European Metals Holdings (ASX:EMH) Shareholders Have Enjoyed A Whopping 555% Share Price Gain

European Metals Holdings Limited (ASX:EMH) shareholders might be rather concerned because the share price has dropped 36% in the last month. But that does not change the realty that the stock's performance has been terrific, over five years. Indeed, the share price is up a whopping 555% in that time. Arguably, the recent fall is to be expected after such a strong rise. Of course what matters most is whether the business can improve itself sustainably, thus justifying a higher price. Unfortunately not all shareholders will have held it for five years, so spare a thought for those caught in the 52% decline over the last three years: that's a long time to wait for profits.

We love happy stories like this one. The company should be really proud of that performance!

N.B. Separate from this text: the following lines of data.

PR #597, opened 2020-09-07
[OGUI-659] Add Trigger radio buttons for env KV panel

graduta:
By default no option will be set for the trigger option: 
default-view

If the user selects "OFF" than the variable `roc_ctp_emulator_enabled` will be added as a key with value `"false"`.
If the user selects "EMU" than the variable `roc_ctp_emulator_enabled` will be added as a key with value `"true"`.

This key will not be displayed to the user and will only be sent to core if the user does not add the key as well in the Advanced Configuration panel. 

If the user both selects an option and add the key than an error will be shown when trying to create the environment. 

Screenshot 2020-09-07 at 16 19 52

### DIFF
--- a/Control/public/workflow/Workflow.js
+++ b/Control/public/workflow/Workflow.js
@@ -41,6 +41,7 @@ export default class Workflow extends Observable {
       revision: 'master',
       template: '',
       variables: {},
+      basicVariables: {},
       hosts: []
     };
 
@@ -185,8 +186,13 @@ export default class Workflow extends Observable {
     const templates = this.templatesMap.payload;
     const repository = this.form.repository;
     const variables = JSON.parse(JSON.stringify(this.form.variables));
-    // Check FLP Selection is not duplicated in vars host
-    if (this.form.variables.hosts && this.form.variables.hosts.length > 0 && this.form.hosts.length > 0) {
+    const sameKeys = Object.keys(this.form.basicVariables).filter((key) => this.form.variables[key]);
+    // Check the user did not introduce items with the same key in Basic Configuration and Advanced Configuration
+    if (sameKeys.length !== 0) {
+      this.model.environment.itemNew =
+        RemoteData.failure(`Due to Basic Configuration selection, you cannot use the following keys: ${sameKeys}`);
+    } else if (this.form.variables.hosts && this.form.variables.hosts.length > 0 && this.form.hosts.length > 0) {
+      // Check FLP Selection is not duplicated in vars host
       this.model.environment.itemNew =
         RemoteData.failure('Selecting FLPs and adding an environment variable with key `hosts` is not possible');
     } else {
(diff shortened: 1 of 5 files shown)


vascobarroso (changes requested):
Looks good! 
The only thing I'd change at this time is the titles of the sections "Configuration of environment" and "Environment variables". Both are used to configured the environment, the only difference is that one is easier to use than the other. Maybe something like: 

"Configuration of environment" => "Basic Configuration"
"Environment variables" => "Advanced configuration"

awegrzyn:
Do you think it's needed to display `roc_ctp_emulator_enabled` variable under `Environment variables` section?
When selecting FLP hostnames the variable `hostnames` does not appear in the table.

graduta:
> Do you think it's needed to display `roc_ctp_emulator_enabled` variable under `Environment variables` section?
> When selecting FLP hostnames the variable `hostnames` does not appear in the table.

I added it because compared to `hosts`, `roc_ctp_emulator_enabled` is not that clear what it refers to. Especially as option "EMU" means "ON" and in the future we will have other options for the trigger which when enabled will modify other variables. (Might be wrong here, @vascobarroso knows more here)

vascobarroso:
In the future we will indeed need to change the variable mapping for this specific case. What I expect is something like this (names might vary slightly): 

- `OFF`: `roc_ctp_emulator_enabled` = `false`, `ltu_enabled` = `false`
- `EMU`: `roc_ctp_emulator_enabled` = `true`, `ltu_enabled` = `false`
- `LTU`: `roc_ctp_emulator_enabled` = `false`, `ltu_enabled` = `true`

Or we could simply introduce a trigger variable: `trigger_mode` = `off` | `emu` | `ltu`.   
Either way, as soon as we introduce dedicated panels there's no really need for the end users to still use variables. 

The only use case where we might add a variable for an existing panel is to test new features in a workflow. But that's mainly for us, and we can easily leave the panel empty and insert the variable manually.

So I'm more inclined into **not** displaying the variable as suggested by Adam.

graduta:
> In the future we will indeed need to change the variable mapping for this specific case. What I expect is something like this (names might vary slightly):
> 
>     * `OFF`: `roc_ctp_emulator_enabled` = `false`, `ltu_enabled` = `false`
> 
>     * `EMU`: `roc_ctp_emulator_enabled` = `true`, `ltu_enabled` = `false`
> 
>     * `LTU`: `roc_ctp_emulator_enabled` = `false`, `ltu_enabled` = `true`
> 
> 
> Or we could simply introduce a trigger variable: `trigger_mode` = `off` | `emu` | `ltu`.
> Either way, as soon as we introduce dedicated panels there's no really need for the end users to still use variables.
> 
> The only use case where we might add a variable for an existing panel is to test new features in a workflow. But that's mainly for us, and we can easily leave the panel empty and insert the variable manually.
> 
> So I'm more inclined into **not** displaying the variable as suggested by Adam.

Ok, I updated the description with the new requirements and made the changes

vascobarroso (approved):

See our latest analysis for European Metals Holdings

With just AU$424,643 worth of revenue in twelve months, we don't think the market considers European Metals Holdings to have proven its business plan. So it seems that the investors focused more on what could be, than paying attention to the current revenues (or lack thereof). It seems likely some shareholders believe that European Metals Holdings will find or develop a valuable new mine before too long.

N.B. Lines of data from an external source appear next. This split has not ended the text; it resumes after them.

PR #603, opened 2020-09-09
[OGUI-661] Add Readout URI input field

graduta:
* Adds a text input field in the Basic Configuration panel so that the user can easily add the path to the readout configuration file. This field will send to core the value under the key `readout_cfg_uri`
* Changes name of "Templates" to "Workflow" Panel
* Bumps patch version

### DIFF
--- a/Control/package-lock.json
+++ b/Control/package-lock.json
@@ -1,6 +1,6 @@
 {
   "name": "@aliceo2/control",
-  "version": "1.6.8",
+  "version": "1.6.9",
   "lockfileVersion": 1,
   "requires": true,
   "dependencies": {
--- a/Control/package.json
+++ b/Control/package.json
@@ -1,6 +1,6 @@
 {
   "name": "@aliceo2/control",
-  "version": "1.6.8",
+  "version": "1.6.9",
   "description": "ALICE O2 Control GUI",
   "author": "Adam Wegrzynek",
   "contributors": [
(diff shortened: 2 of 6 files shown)


awegrzyn (commented):
URI syntax requires to have scheme specified (eg.: `file://`) ? If scheme does not need to be specified I'd call it `Readout (file) path`.

graduta:
> URI syntax requires to have scheme specified (eg.: `file://`) ? If scheme does not need to be specified I'd call it `Readout (file) path`.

Companies that lack both meaningful revenue and profits are usually considered high risk. There is usually a significant chance that they will need more money for business development, putting them at the mercy of capital markets. So the share price itself impacts the value of the shares (as it determines the cost of capital). While some such companies go on to make revenue, profits, and generate value, others get hyped up by hopeful naifs before eventually going bankrupt. Some European Metals Holdings investors have already had a taste of the sweet taste stocks like this can leave in the mouth, as they gain popularity and attract speculative capital.

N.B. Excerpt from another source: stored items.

PR #680, opened 2021-02-01
[OGUI-665] Add button to each task to redirect to Mesos

graduta:
- [x] PR labels are selected

PR which:
* Environment Details page:
  * brings `Locked` column in line with `Tasks` page where icons are used to show the state;
  * Groups the tasks by FLP and adds log button
* Tasks page
  * adds log button

﻿
Screenshot 2021-02-04 at 09 13 33

### DIFF
--- a/Control/public/app.css
+++ b/Control/public/app.css
@@ -22,7 +22,7 @@
 
 .grafana-font { font-family: Roboto, Helvetica Neue, Arial, sans-serif; font-size: 12px; line-height: 1.5; color: #52545c; font-weight: 515; text-align: center; }
 
-tr:hover td { background-color: var(--color-gray-light) }
+/* tr:hover td { background-color: var(--color-gray-light) } */
 
 .actionable-row:hover { cursor: pointer; }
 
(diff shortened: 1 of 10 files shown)


awegrzyn (changes requested):
If I'm not mistaken all URLs use TaskID of first task

graduta:
> If I'm not mistaken all URLs use TaskID of first task

URL is used directly from `core` without any change. I checked now and indeed all 3 of them have the same mesos URL so if they should be different, we will need to look at `core`

Moreover, the 3 tasks have the following IDs:
* `2P2WT341zwE`
* `2P2WT341KyN`
* `2P2WT341fTJ`

The mesos built URL contains no such IDs. I checked the log file and contains logs for all 3 tasks. Thus, if we want to proceed with this URL than we will need to move the button to the environment level rather than the task level

EDIT: Moving the PR to `draft` until misunderstanding is fixed

graduta:
Following the update of the requirements, PR has been updated accordingly

awegrzyn (approved):

PR #693, opened 2021-02-25
Add DPL Minimal workflow panel

awegrzyn:


awegrzyn:
I guess this may also break integration tests? Do we use div selectors there as well?

graduta:
> I guess this may also break integration tests? Do we use div selectors there as well?

We do but not for the basic panel. During the FLP Integration Tests we use the advanced configuration panel which can be configured through the `test-config.js` file.

graduta (approved):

European Metals Holdings had cash in excess of all liabilities of just AU$274k when it last reported (June 2019). So if it hasn't remedied the situation already, it will almost certainly have to raise more capital soon. Given how low on cash the it got, investors must really like its potential for the share price to be up 40% per year, over 5 years . You can see in the image below, how European Metals Holdings's cash levels have changed over time (click to see the values). The image below shows how European Metals Holdings's balance sheet has changed over time; if you want to see the precise values, simply click on the image.

ASX:EMH Historical Debt, December 16th 2019
ASX:EMH Historical Debt, December 16th 2019

Of course, the truth is that it is hard to value companies without much revenue or profit. However you can take a look at whether insiders have been buying up shares. If they are buying a significant amount of shares, that's certainly a good thing. Luckily we are in a position to provide you with this free chart of insider buying (and selling).

A Different Perspective

Investors in European Metals Holdings had a tough year, with a total loss of 19%, against a market gain of about 25%. Even the share prices of good stocks drop sometimes, but we want to see improvements in the fundamental metrics of a business, before getting too interested. Longer term investors wouldn't be so upset, since they would have made 46%, each year, over five years. If the fundamental data continues to indicate long term sustainable growth, the current sell-off could be an opportunity worth considering. Shareholders might want to examine this detailed historical graph of past earnings, revenue and cash flow.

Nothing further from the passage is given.